TASK PROMPT →
Without any alteration, retype the records that appear below.

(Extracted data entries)
PR #179, opened 2023-07-07
feat: ne_nil equivalence for take and drop

mo271:


mo271:
https://leanprover.zulipchat.com/#narrow/stream/217875-Is-there-code-for-X.3F

Std/Data/List/Lemmas.lean
```diff
@@ -1763,6 +1763,25 @@ theorem disjoint_take_drop : ∀ {l : List α}, l.Nodup → m ≤ n → Disjoint
...
+  List.drop_eq_nil_of_le <| h ▸ List.length_nil ▸ zero_le i
+
+theorem take_eq_nil_of_eq_nil.{u} {α : Type u} {as : List α} {i : Nat}
+    (h: as = []) : as.take i = []  :=
+  List.eq_nil_iff_forall_not_mem.mpr (fun a ha =>
+  List.eq_nil_iff_forall_not_mem.mp h a (List.mem_of_mem_take ha))
+
+theorem ne_nil_of_drop_ne_nil.{u} {α : Type u} {as : List α} {i : Nat}
+    (h: as.drop i ≠ []) : as ≠ [] :=
+    Exists.casesOn (List.exists_mem_of_ne_nil (List.drop i as) h) fun _ ha =>
```
fgdorais, line 1777: Simpler proof: `mt drop_eq_nil_of_eq_nil h`

Same for the next theorem.

fgdorais (changes requested):

Std/Data/List/Lemmas.lean
```diff
@@ -1763,6 +1763,25 @@ theorem disjoint_take_drop : ∀ {l : List α}, l.Nodup → m ≤ n → Disjoint
       refine ⟨fun h => h₀ _ (mem_of_mem_drop h) rfl, ?_⟩
       exact disjoint_take_drop h₁ (Nat.le_of_succ_le_succ h)
 
+theorem drop_eq_nil_of_eq_nil.{u} {α : Type u} {as : List α} {i : Nat}
+    (h: as = []) : as.drop i = []  :=
```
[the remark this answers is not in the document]
mo271: done

Std/Data/List/Lemmas.lean
mo271: done

Std/Data/List/Lemmas.lean
```diff
@@ -1763,6 +1763,19 @@ theorem disjoint_take_drop : ∀ {l : List α}, l.Nodup → m ≤ n → Disjoint
       refine ⟨fun h => h₀ _ (mem_of_mem_drop h) rfl, ?_⟩
       exact disjoint_take_drop h₁ (Nat.le_of_succ_le_succ h)
 
+theorem drop_eq_nil_of_eq_nil {as : List α} {i : Nat} (h: as = []) : as.drop i = [] :=
+  List.drop_eq_nil_of_le <| h ▸ List.length_nil ▸ zero_le i
```
fgdorais, line 1767: Simpler still:
```lean
theorem drop_eq_nil_of_eq_nil : ∀ {as : List α} {i}, as = [] → as.drop i = []
  | _, _, rfl => drop_nil
```
Same could be done for `take_eq_nil_of_eq_nil` after adding the missing `take_nil` lemma.

fgdorais (changes requested):
Please move to take and drop section that starts on line 693.

Std/Data/List/Lemmas.lean
mo271: Great! I also like the other golf with `bt`.
I added the `take_nil` lemma and was about to open a pr, but then I read the [contribution guidelines](https://github.com/leanprover/lean4/blob/c268d7e97bb075427a8412cceecc4e483379ac25/CONTRIBUTING.md)
and now I'm not sure if I should ask on zulip first. I think it will probably take 1minute of the reviewers time, but still.. What do you think?

https://github.com/mo271/lean4/commit/05273e9eed5f3680f5e2f199506b76f3764d256f

mo271: [Converting to draft, since the current way would depend on the propsed `take_nil` lemma.

fgdorais: Those are guidelines for lean4 core not for std4! Just add `take_nil` in this PR and it should be fine.

mo271: Yes, I just thought it would be nice to have `take_nil` in the same place as `drop_nil`, but I guess we can also put it in std4...

mo271: Added `take_nil` as suggested.

fgdorais: Adding things to core that aren't actually needed in core is a no-go... Who knows, maybe `drop_nil` will eventually be moved to std4!

fgdorais (approved):

JamesGallicchio (approved):

fpvandoorn (approved):

PR #182, opened 2023-07-09
feat: cleanup Nat lemmas

fgdorais:
Split from #177. Just cleaning and golfing. No breaking changes. Added five handy lemmas: `le_mul_of_pos_left`, `le_mul_of_pos_right`, `shiftLeft_eq'`, `one_dvd`, `two_pos`.


fgdorais:
No longer needed.

PR #183, opened 2023-07-10
feat: `Bool` lemmas

fgdorais:
- [x] Depends on #200 
- [x] Mathlib patch: https://github.com/leanprover-community/mathlib4/tree/fgdorais-bool


Std/Data/Bool.lean
```diff
@@ -0,0 +1,159 @@
...
+Released under Apache 2.0 license as described in the file LICENSE.
+Authors: F. G. Dorais
+-/
+
+import Std.Tactic.Alias
+
+/-- Boolean exclusive or -/
+abbrev xor : Bool → Bool → Bool := bne
+
+@[inherit_doc] infixl:30 " ^^ " => xor
```
fgdorais, line 12: I'm not entirely sure about making this a global notation. It's a natural companion to the other `Bool` operators `!`, `&&`, `||`.

fgdorais:
I'm working on a [Mathlib patch](https://github.com/leanprover-community/mathlib4/tree/fgdorais-bool) but I'm hitting a strange issue at Mathlib.Analysis.BoxIntegral.Basic that is hard to track down.

Std/Data/Bool.lean
urkud: Should we reuse `Xor`? It has a correct type signature in this case.

digama0: I don't think we should have xor at all. If mathlib wants it, okay, but it's just a synonym for an existing definition with a notation already.

Std/Data/Bool.lean
```diff
@@ -0,0 +1,166 @@
...
+
+section
+variable (xs ys : List Bool)
+
+attribute [local simp] and_assoc or_assoc xor_assoc List.map List.join
+
+/-- Boolean conjunction (`and`) of a list -/
+abbrev all : Bool := xs.all id
+
+@[simp] theorem all_nil : all [] = true := rfl
```
urkud, line 127: Can't `simp` prove this using `simp` lemmas for `List.all`?
Do we need an abbreviation for a special case of `List.all`?

Std/Data/Bool.lean
fgdorais: The abbreviation is still useful since `bne` is polymorphic. I moved `xor` in the `Bool` namespace and removed the notation. Mathlib can add `export Bool (xor)` somewhere, if necessary.

Std/Data/Bool.lean
```diff
@@ -0,0 +1,166 @@
...
+/-- Boolean exclusive or -/
+abbrev xor : Bool → Bool → Bool := bne
+
+@[inherit_doc] infixl:30 " ^^ " => xor
+
+namespace Bool
+variable (x y z : Bool)
+
+/- Boolean truth table tactic -/
+local syntax "btt" (&"using" tactic)? (colGt term:max)* : tactic
```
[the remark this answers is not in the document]
fgdorais: Good point! I updated the `btt` macro as a convenient local shorthand for `revert $vars*; decide`.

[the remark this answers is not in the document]
digama0: `revert_all; decide` is also available in mathlib as `decide!`

Std/Data/Bool.lean
fgdorais: That was a remnant from when I was defining `List.all` as `Bool.all (List.map _ _)` in my personal libraries. It's no longer needed.

Std/Data/Bool.lean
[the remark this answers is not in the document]
fgdorais: But `revert_all` also doesn't exist...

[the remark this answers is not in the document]
digama0: `decide!` was also apparently never ported...

fgdorais:
Updated to use new alias command from #200

Std/Data/Bool.lean
```diff
@@ -0,0 +1,129 @@
...
+  | isTrue ht, isTrue hf => isTrue fun | true => ht | false => hf
+
+instance (p : Bool → Prop) [inst : DecidablePred p] : Decidable (∃ x, p x) :=
+  match inst true, inst false with
+  | isTrue ht, _ => isTrue ⟨_, ht⟩
+  | _, isTrue hf => isTrue ⟨_, hf⟩
+  | isFalse ht, isFalse hf => isFalse fun | ⟨true, h⟩ => absurd h ht | ⟨false, h⟩ => absurd h hf
+
+/-- Convenience truth table tactic -/
+local macro "btt " vars:(colGt ident)* : tactic => `(tactic| revert $vars* <;> decide)
```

SOLUTION BELOW →
PR #179, opened 2023-07-07
feat: ne_nil equivalence for take and drop

mo271:


mo271:
https://leanprover.zulipchat.com/#narrow/stream/217875-Is-there-code-for-X.3F

Std/Data/List/Lemmas.lean
```diff
@@ -1763,6 +1763,25 @@ theorem disjoint_take_drop : ∀ {l : List α}, l.Nodup → m ≤ n → Disjoint
...
+  List.drop_eq_nil_of_le <| h ▸ List.length_nil ▸ zero_le i
+
+theorem take_eq_nil_of_eq_nil.{u} {α : Type u} {as : List α} {i : Nat}
+    (h: as = []) : as.take i = []  :=
+  List.eq_nil_iff_forall_not_mem.mpr (fun a ha =>
+  List.eq_nil_iff_forall_not_mem.mp h a (List.mem_of_mem_take ha))
+
+theorem ne_nil_of_drop_ne_nil.{u} {α : Type u} {as : List α} {i : Nat}
+    (h: as.drop i ≠ []) : as ≠ [] :=
+    Exists.casesOn (List.exists_mem_of_ne_nil (List.drop i as) h) fun _ ha =>
```
fgdorais, line 1777: Simpler proof: `mt drop_eq_nil_of_eq_nil h`

Same for the next theorem.

fgdorais (changes requested):

Std/Data/List/Lemmas.lean
```diff
@@ -1763,6 +1763,25 @@ theorem disjoint_take_drop : ∀ {l : List α}, l.Nodup → m ≤ n → Disjoint
       refine ⟨fun h => h₀ _ (mem_of_mem_drop h) rfl, ?_⟩
       exact disjoint_take_drop h₁ (Nat.le_of_succ_le_succ h)
 
+theorem drop_eq_nil_of_eq_nil.{u} {α : Type u} {as : List α} {i : Nat}
+    (h: as = []) : as.drop i = []  :=
```
[the remark this answers is not in the document]
mo271: done

Std/Data/List/Lemmas.lean
mo271: done

Std/Data/List/Lemmas.lean
```diff
@@ -1763,6 +1763,19 @@ theorem disjoint_take_drop : ∀ {l : List α}, l.Nodup → m ≤ n → Disjoint
       refine ⟨fun h => h₀ _ (mem_of_mem_drop h) rfl, ?_⟩
       exact disjoint_take_drop h₁ (Nat.le_of_succ_le_succ h)
 
+theorem drop_eq_nil_of_eq_nil {as : List α} {i : Nat} (h: as = []) : as.drop i = [] :=
+  List.drop_eq_nil_of_le <| h ▸ List.length_nil ▸ zero_le i
```
fgdorais, line 1767: Simpler still:
```lean
theorem drop_eq_nil_of_eq_nil : ∀ {as : List α} {i}, as = [] → as.drop i = []
  | _, _, rfl => drop_nil
```
Same could be done for `take_eq_nil_of_eq_nil` after adding the missing `take_nil` lemma.

fgdorais (changes requested):
Please move to take and drop section that starts on line 693.

Std/Data/List/Lemmas.lean
mo271: Great! I also like the other golf with `bt`.
I added the `take_nil` lemma and was about to open a pr, but then I read the [contribution guidelines](https://github.com/leanprover/lean4/blob/c268d7e97bb075427a8412cceecc4e483379ac25/CONTRIBUTING.md)
and now I'm not sure if I should ask on zulip first. I think it will probably take 1minute of the reviewers time, but still.. What do you think?

https://github.com/mo271/lean4/commit/05273e9eed5f3680f5e2f199506b76f3764d256f

mo271: [Converting to draft, since the current way would depend on the propsed `take_nil` lemma.

fgdorais: Those are guidelines for lean4 core not for std4! Just add `take_nil` in this PR and it should be fine.

mo271: Yes, I just thought it would be nice to have `take_nil` in the same place as `drop_nil`, but I guess we can also put it in std4...

mo271: Added `take_nil` as suggested.

fgdorais: Adding things to core that aren't actually needed in core is a no-go... Who knows, maybe `drop_nil` will eventually be moved to std4!

fgdorais (approved):

JamesGallicchio (approved):

fpvandoorn (approved):

PR #182, opened 2023-07-09
feat: cleanup Nat lemmas

fgdorais:
Split from #177. Just cleaning and golfing. No breaking changes. Added five handy lemmas: `le_mul_of_pos_left`, `le_mul_of_pos_right`, `shiftLeft_eq'`, `one_dvd`, `two_pos`.


fgdorais:
No longer needed.

PR #183, opened 2023-07-10
feat: `Bool` lemmas

fgdorais:
- [x] Depends on #200 
- [x] Mathlib patch: https://github.com/leanprover-community/mathlib4/tree/fgdorais-bool


Std/Data/Bool.lean
```diff
@@ -0,0 +1,159 @@
...
+Released under Apache 2.0 license as described in the file LICENSE.
+Authors: F. G. Dorais
+-/
+
+import Std.Tactic.Alias
+
+/-- Boolean exclusive or -/
+abbrev xor : Bool → Bool → Bool := bne
+
+@[inherit_doc] infixl:30 " ^^ " => xor
```
fgdorais, line 12: I'm not entirely sure about making this a global notation. It's a natural companion to the other `Bool` operators `!`, `&&`, `||`.

fgdorais:
I'm working on a [Mathlib patch](https://github.com/leanprover-community/mathlib4/tree/fgdorais-bool) but I'm hitting a strange issue at Mathlib.Analysis.BoxIntegral.Basic that is hard to track down.

Std/Data/Bool.lean
urkud: Should we reuse `Xor`? It has a correct type signature in this case.

digama0: I don't think we should have xor at all. If mathlib wants it, okay, but it's just a synonym for an existing definition with a notation already.

Std/Data/Bool.lean
```diff
@@ -0,0 +1,166 @@
...
+
+section
+variable (xs ys : List Bool)
+
+attribute [local simp] and_assoc or_assoc xor_assoc List.map List.join
+
+/-- Boolean conjunction (`and`) of a list -/
+abbrev all : Bool := xs.all id
+
+@[simp] theorem all_nil : all [] = true := rfl
```
urkud, line 127: Can't `simp` prove this using `simp` lemmas for `List.all`?
Do we need an abbreviation for a special case of `List.all`?

Std/Data/Bool.lean
fgdorais: The abbreviation is still useful since `bne` is polymorphic. I moved `xor` in the `Bool` namespace and removed the notation. Mathlib can add `export Bool (xor)` somewhere, if necessary.

Std/Data/Bool.lean
```diff
@@ -0,0 +1,166 @@
...
+/-- Boolean exclusive or -/
+abbrev xor : Bool → Bool → Bool := bne
+
+@[inherit_doc] infixl:30 " ^^ " => xor
+
+namespace Bool
+variable (x y z : Bool)
+
+/- Boolean truth table tactic -/
+local syntax "btt" (&"using" tactic)? (colGt term:max)* : tactic
```
[the remark this answers is not in the document]
fgdorais: Good point! I updated the `btt` macro as a convenient local shorthand for `revert $vars*; decide`.

[the remark this answers is not in the document]
digama0: `revert_all; decide` is also available in mathlib as `decide!`

Std/Data/Bool.lean
fgdorais: That was a remnant from when I was defining `List.all` as `Bool.all (List.map _ _)` in my personal libraries. It's no longer needed.

Std/Data/Bool.lean
[the remark this answers is not in the document]
fgdorais: But `revert_all` also doesn't exist...

[the remark this answers is not in the document]
digama0: `decide!` was also apparently never ported...

fgdorais:
Updated to use new alias command from #200

Std/Data/Bool.lean
```diff
@@ -0,0 +1,129 @@
...
+  | isTrue ht, isTrue hf => isTrue fun | true => ht | false => hf
+
+instance (p : Bool → Prop) [inst : DecidablePred p] : Decidable (∃ x, p x) :=
+  match inst true, inst false with
+  | isTrue ht, _ => isTrue ⟨_, ht⟩
+  | _, isTrue hf => isTrue ⟨_, hf⟩
+  | isFalse ht, isFalse hf => isFalse fun | ⟨true, h⟩ => absurd h ht | ⟨false, h⟩ => absurd h hf
+
+/-- Convenience truth table tactic -/
+local macro "btt " vars:(colGt ident)* : tactic => `(tactic| revert $vars* <;> decide)
```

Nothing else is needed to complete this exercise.